■ EXERCISE GOAL
All of the data below should be copied exactly as it stands.

■ INPUT FOR THIS TASK

PR #25299, opened 2024-11-26
build: fix Optimize integrity tests

buccarel:
## Description

This fixes some recently introduced null-pointer errors that were preventing the ITs to complete successfully.

## Checklist

- [ ] for CI changes:

## Related issues

closes #

### DIFF
--- a/optimize/backend/pom.xml
+++ b/optimize/backend/pom.xml
@@ -22,8 +22,6 @@
   </properties>
 
   <dependencies>
-    <!-- Logging dependencies -->
-
     <!-- this is necessary. Dependency:analyze error suppressed -->
     <dependency>
       <groupId>net.logstash.logback</groupId>
--- a/optimize/backend/pom.xml
+++ b/optimize/backend/pom.xml
@@ -22,6 +22,8 @@
   </properties>
 
   <dependencies>
+    <!-- Logging dependencies -->
+
     <!-- this is necessary. Dependency:analyze error suppressed -->
     <dependency>
       <groupId>net.logstash.logback</groupId>
--- a/optimize/util/optimize-commons/src/main/java/io/camunda/optimize/service/util/configuration/security/ResponseHeadersConfiguration.java
+++ b/optimize/util/optimize-commons/src/main/java/io/camunda/optimize/service/util/configuration/security/ResponseHeadersConfiguration.java
@@ -123,12 +123,18 @@ public class ResponseHeadersConfiguration {
     final Map<String, String> headers = new HashMap<>();
 
     final List<String> strictTransportSecurityHeaderValues = new ArrayList<>();
-    if (getHttpStrictTransportSecurityMaxAge() > 0) {
+    if (getHttpStrictTransportSecurityMaxAge() != null) {
       strictTransportSecurityHeaderValues.add("max-age=" + getHttpStrictTransportSecurityMaxAge());
     }
-    if (getHttpStrictTransportSecurityIncludeSubdomains()) {
+
+    Boolean includeSubDomains = getHttpStrictTransportSecurityIncludeSubdomains();
+    if(includeSubDomains == null) {
+      includeSubDomains = false;
+    }
+    if (includeSubDomains) {
       strictTransportSecurityHeaderValues.add("includeSubDomains");
     }
+
     if (!strictTransportSecurityHeaderValues.isEmpty()) {
       headers.put(
           "Strict-Transport-Security",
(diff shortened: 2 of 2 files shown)


optimize/backend/pom.xml
```diff
@@ -22,8 +22,6 @@
   </properties>
 
   <dependencies>
-    <!-- Logging dependencies -->
```
buccarel, line 25: I removed that just to trigger the ITs

oleksandr-kriuchenko-lohika (approved):

optimize/util/optimize-commons/src/main/java/io/camunda/optimize/service/util/configuration/security/ResponseHeadersConfiguration.java
```diff
@@ -123,12 +123,18 @@ public Map<String, String> getHeadersWithValues() {
...
-    if (getHttpStrictTransportSecurityMaxAge() > 0) {
+    if (getHttpStrictTransportSecurityMaxAge() != null) {
       strictTransportSecurityHeaderValues.add("max-age=" + getHttpStrictTransportSecurityMaxAge());
     }
-    if (getHttpStrictTransportSecurityIncludeSubdomains()) {
+
+    Boolean includeSubDomains = getHttpStrictTransportSecurityIncludeSubdomains();
+    if (includeSubDomains == null) {
+      includeSubDomains = false;
+    }
```
matthewBearCamunda, line 133: Instead adding null checks, could you modify the `getHttpStrictTransportSecurityIncludeSubdomains()` method to return `boolean` instead of `Boolean`?

The only other place this method is used is in a `toString()` method

optimize/util/optimize-commons/src/main/java/io/camunda/optimize/service/util/configuration/security/ResponseHeadersConfiguration.java
```diff
@@ -139,7 +145,11 @@ public Map<String, String> getHeadersWithValues() {
       headers.put(HttpHeaders.X_XSS_PROTECTION, getXsssProtection());
     }
 
-    if (getXContentTypeOptions()) {
+    Boolean xContentTypeOptions = getXContentTypeOptions();
+    if (xContentTypeOptions == null) {
+      xContentTypeOptions = false;
+    }
+    if (xContentTypeOptions) {
```
matthewBearCamunda, line 152: Same here. Modify `getXContentTypeOptions()` to return a `boolean` so we can avoid `null` checks altogether. The getter is also used in two places, here and `toString()`

matthewBearCamunda (changes requested):
Null checks can be avoided completely by modifying the getters

optimize/util/optimize-commons/src/main/java/io/camunda/optimize/service/util/configuration/security/ResponseHeadersConfiguration.java
```diff
@@ -123,12 +128,14 @@ public Map<String, String> getHeadersWithValues() {
     final Map<String, String> headers = new HashMap<>();
 
     final List<String> strictTransportSecurityHeaderValues = new ArrayList<>();
-    if (getHttpStrictTransportSecurityMaxAge() > 0) {
+    if (getHttpStrictTransportSecurityMaxAge() != null) {
```
matthewBearCamunda, line 135: Checking for `> 0` and `!= null` are two different checks

The null safe check here would be something like `getHttpStrictTransportSecurityMaxAge() != null && getHttpStrictTransportSecurityMaxAge() > 0`

buccarel: But it's possible to have that header =0

oleksandr-kriuchenko-lohika: do we have to exclude 0?

buccarel: I don't think so. That was just a mistake of mine, instead of checking != null, I checked > 0

matthewBearCamunda: Then this change LGTM then, I was concerned about unintended functionality change

matthewBearCamunda (approved):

■ TASK RESPONSE
PR #25299, opened 2024-11-26
build: fix Optimize integrity tests

buccarel:
## Description

This fixes some recently introduced null-pointer errors that were preventing the ITs to complete successfully.

## Checklist

- [ ] for CI changes:

## Related issues

closes #

### DIFF
--- a/optimize/backend/pom.xml
+++ b/optimize/backend/pom.xml
@@ -22,8 +22,6 @@
   </properties>
 
   <dependencies>
-    <!-- Logging dependencies -->
-
     <!-- this is necessary. Dependency:analyze error suppressed -->
     <dependency>
       <groupId>net.logstash.logback</groupId>
--- a/optimize/backend/pom.xml
+++ b/optimize/backend/pom.xml
@@ -22,6 +22,8 @@
   </properties>
 
   <dependencies>
+    <!-- Logging dependencies -->
+
     <!-- this is necessary. Dependency:analyze error suppressed -->
     <dependency>
       <groupId>net.logstash.logback</groupId>
--- a/optimize/util/optimize-commons/src/main/java/io/camunda/optimize/service/util/configuration/security/ResponseHeadersConfiguration.java
+++ b/optimize/util/optimize-commons/src/main/java/io/camunda/optimize/service/util/configuration/security/ResponseHeadersConfiguration.java
@@ -123,12 +123,18 @@ public class ResponseHeadersConfiguration {
     final Map<String, String> headers = new HashMap<>();
 
     final List<String> strictTransportSecurityHeaderValues = new ArrayList<>();
-    if (getHttpStrictTransportSecurityMaxAge() > 0) {
+    if (getHttpStrictTransportSecurityMaxAge() != null) {
       strictTransportSecurityHeaderValues.add("max-age=" + getHttpStrictTransportSecurityMaxAge());
     }
-    if (getHttpStrictTransportSecurityIncludeSubdomains()) {
+
+    Boolean includeSubDomains = getHttpStrictTransportSecurityIncludeSubdomains();
+    if(includeSubDomains == null) {
+      includeSubDomains = false;
+    }
+    if (includeSubDomains) {
       strictTransportSecurityHeaderValues.add("includeSubDomains");
     }
+
     if (!strictTransportSecurityHeaderValues.isEmpty()) {
       headers.put(
           "Strict-Transport-Security",
(diff shortened: 2 of 2 files shown)


optimize/backend/pom.xml
```diff
@@ -22,8 +22,6 @@
   </properties>
 
   <dependencies>
-    <!-- Logging dependencies -->
```
buccarel, line 25: I removed that just to trigger the ITs

oleksandr-kriuchenko-lohika (approved):

optimize/util/optimize-commons/src/main/java/io/camunda/optimize/service/util/configuration/security/ResponseHeadersConfiguration.java
```diff
@@ -123,12 +123,18 @@ public Map<String, String> getHeadersWithValues() {
...
-    if (getHttpStrictTransportSecurityMaxAge() > 0) {
+    if (getHttpStrictTransportSecurityMaxAge() != null) {
       strictTransportSecurityHeaderValues.add("max-age=" + getHttpStrictTransportSecurityMaxAge());
     }
-    if (getHttpStrictTransportSecurityIncludeSubdomains()) {
+
+    Boolean includeSubDomains = getHttpStrictTransportSecurityIncludeSubdomains();
+    if (includeSubDomains == null) {
+      includeSubDomains = false;
+    }
```
matthewBearCamunda, line 133: Instead adding null checks, could you modify the `getHttpStrictTransportSecurityIncludeSubdomains()` method to return `boolean` instead of `Boolean`?

The only other place this method is used is in a `toString()` method

optimize/util/optimize-commons/src/main/java/io/camunda/optimize/service/util/configuration/security/ResponseHeadersConfiguration.java
```diff
@@ -139,7 +145,11 @@ public Map<String, String> getHeadersWithValues() {
       headers.put(HttpHeaders.X_XSS_PROTECTION, getXsssProtection());
     }
 
-    if (getXContentTypeOptions()) {
+    Boolean xContentTypeOptions = getXContentTypeOptions();
+    if (xContentTypeOptions == null) {
+      xContentTypeOptions = false;
+    }
+    if (xContentTypeOptions) {
```
matthewBearCamunda, line 152: Same here. Modify `getXContentTypeOptions()` to return a `boolean` so we can avoid `null` checks altogether. The getter is also used in two places, here and `toString()`

matthewBearCamunda (changes requested):
Null checks can be avoided completely by modifying the getters

optimize/util/optimize-commons/src/main/java/io/camunda/optimize/service/util/configuration/security/ResponseHeadersConfiguration.java
```diff
@@ -123,12 +128,14 @@ public Map<String, String> getHeadersWithValues() {
     final Map<String, String> headers = new HashMap<>();
 
     final List<String> strictTransportSecurityHeaderValues = new ArrayList<>();
-    if (getHttpStrictTransportSecurityMaxAge() > 0) {
+    if (getHttpStrictTransportSecurityMaxAge() != null) {
```
matthewBearCamunda, line 135: Checking for `> 0` and `!= null` are two different checks

The null safe check here would be something like `getHttpStrictTransportSecurityMaxAge() != null && getHttpStrictTransportSecurityMaxAge() > 0`

buccarel: But it's possible to have that header =0

oleksandr-kriuchenko-lohika: do we have to exclude 0?

buccarel: I don't think so. That was just a mistake of mine, instead of checking != null, I checked > 0

matthewBearCamunda: Then this change LGTM then, I was concerned about unintended functionality change

matthewBearCamunda (approved):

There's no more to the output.